PR #844, opened 2026-04-20
[FEAT] Pass non-realtime console commands through feeder

kieraneglin:
I'm toying around with another idea and this popped up as something that could be helpful. I decided to scope it as its own PR to keep things simple.

**What's new?**

- When using the console in the Carve UI, non-realtime commands are now sent via `controller.command` so they can use variables, etc
    - NOTE: Realtime commands (`~`, `!`, etc) are passed immediately and unchanged
- Commands that are sent through the console have a new label of `feeder (console)`. This visually separates user-run manual commands from other commands fed through the feeder
    - More generally, commands can indicate their source in the console by using a `source` key in the provided context
- Realtime commands are now immediately echoed back in the terminal so the user has confirmation their command has been passed through
- The `feeder` prefix in the terminal has had its colour changed to one with much higher contrast

**Screenshots**

Screenshot 2026-04-20 at 11 28 23 AM


src/app/src/features/Console/TerminalInput.tsx
```diff
@@ -10,6 +10,8 @@ import { addToInputHistory } from 'app/store/redux/slices/console.slice';
 import { useTypedSelector } from 'app/hooks/useTypedSelector';
 import controller from 'app/lib/controller';
 import { toast } from 'app/lib/toaster';
+import { GRBL_REALTIME_COMMANDS } from 'server/controllers/Grbl/constants';
+import { GRBLHAL_REALTIME_COMMANDS } from 'server/controllers/Grblhal/constants';
```
kieraneglin, line 14: Let me know if you don't want to be including server files in the UI. I figured it was better than adding duplicate realtime commands to the frontend constants file, but I can be convinced otherwise

src/app/tsconfig.json
```diff
@@ -40,6 +40,9 @@
             ],
             "app-root/*": [
                 "./*"
+            ],
+            "server/*": [
+                "../server/*"
```
kieraneglin, line 45: This was needed to import server files in the UI. There was already an eslint alias for this which was surprising

src/server/services/cncengine/CNCEngine.js
```diff
@@ -535,7 +535,7 @@ class CNCEngine {
             });
 
             socket.on('command', (port, cmd, ...args) => {
-                log.debug(`socket.command("${port}", "${cmd}"): id=${socket.id}`);
+                log.debug(`socket.command("${port}", "${cmd}"): id=${socket.id}, args=${JSON.stringify(args)}`);
```
kieraneglin: This was just for my testing - I can remove it if you'd like or I can leave it if it provides value 🤙

src/app/src/features/Console/TerminalInput.tsx
```diff
@@ -37,7 +48,25 @@ const TerminalInput = ({ onClear }: Props) => {
...
+            controller.command('gcode', command, {
+                source: 'feeder (console)',
+            });
+
+            if (command.startsWith('%')) {
+                // The feeder normally eats commands that start with % but
+                // we still want to show them in the terminal for user feedback
+                onWrite(command, 'feeder (console)');
+            }
+        }
```
kieraneglin, line 69: This is the meat of this change

src/app/src/features/Console/TerminalInput.tsx
walidkayhan: We prefer the two to be separate, if you'd like you can create a common folder that both the frontend and server directories have access to

src/app/tsconfig.json
walidkayhan: Again, would like to separate the app and server as much as possible.

src/app/src/features/Console/index.tsx
```diff
@@ -135,7 +135,7 @@ const Console = ({ isActive, isChildWindow }: ConsoleProps) => {
             </div>
             <div className="grid grid-rows-[1fr_auto] absolute gap-1 top-0 left-0 w-full h-full p-1">
                 <Terminal ref={terminalRef} isActive={isActive} />
-                <TerminalInput onClear={handleTerminalClear} />
+                <TerminalInput onClear={handleTerminalClear} onWrite={(data, source) => terminalRef.current?.write(data, source)} />
```
walidkayhan, line 138: Any particular reason why the terminal write was moved to the main Console component? Not wrong per se, just curious

walidkayhan (commented):
Looks good, I have a couple of comments here. Some merge conflicts also need to be addressed.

* Directions:
Exact reproduction is required. Give the lines of the data from its first line through the line containing "- More generally, commands", and no others.

* Answer:
PR #844, opened 2026-04-20
[FEAT] Pass non-realtime console commands through feeder

kieraneglin:
I'm toying around with another idea and this popped up as something that could be helpful. I decided to scope it as its own PR to keep things simple.

**What's new?**

- When using the console in the Carve UI, non-realtime commands are now sent via `controller.command` so they can use variables, etc
    - NOTE: Realtime commands (`~`, `!`, etc) are passed immediately and unchanged
- Commands that are sent through the console have a new label of `feeder (console)`. This visually separates user-run manual commands from other commands fed through the feeder
    - More generally, commands can indicate their source in the console by using a `source` key in the provided context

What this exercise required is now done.